[Dataset extract]
☆ ☆ ☆ ☆

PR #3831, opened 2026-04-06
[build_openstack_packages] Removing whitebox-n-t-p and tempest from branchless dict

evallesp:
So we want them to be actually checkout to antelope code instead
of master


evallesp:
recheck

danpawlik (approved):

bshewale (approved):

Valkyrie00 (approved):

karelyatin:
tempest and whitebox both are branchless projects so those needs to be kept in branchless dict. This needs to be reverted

☆ ☆ ☆ ☆

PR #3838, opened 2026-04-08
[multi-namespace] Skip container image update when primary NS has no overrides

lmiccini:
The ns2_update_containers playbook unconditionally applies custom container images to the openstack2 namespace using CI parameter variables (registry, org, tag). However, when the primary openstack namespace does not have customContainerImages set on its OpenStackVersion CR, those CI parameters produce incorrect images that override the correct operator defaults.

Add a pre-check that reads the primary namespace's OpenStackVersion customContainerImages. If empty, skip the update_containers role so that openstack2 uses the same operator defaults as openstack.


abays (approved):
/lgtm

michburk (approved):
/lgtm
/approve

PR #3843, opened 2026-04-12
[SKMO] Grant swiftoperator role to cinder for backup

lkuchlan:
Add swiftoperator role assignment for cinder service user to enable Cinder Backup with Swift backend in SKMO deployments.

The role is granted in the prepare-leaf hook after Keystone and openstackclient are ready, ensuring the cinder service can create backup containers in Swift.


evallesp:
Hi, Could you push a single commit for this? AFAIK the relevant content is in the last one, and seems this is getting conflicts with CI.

☆ ☆ ☆ ☆

[Task brief]
Look through the records and copy every line that has the word "cinder".

[Answer area]
[SKMO] Grant swiftoperator role to cinder for backup
Add swiftoperator role assignment for cinder service user to enable Cinder Backup with Swift backend in SKMO deployments.
The role is granted in the prepare-leaf hook after Keystone and openstackclient are ready, ensuring the cinder service can create backup containers in Swift.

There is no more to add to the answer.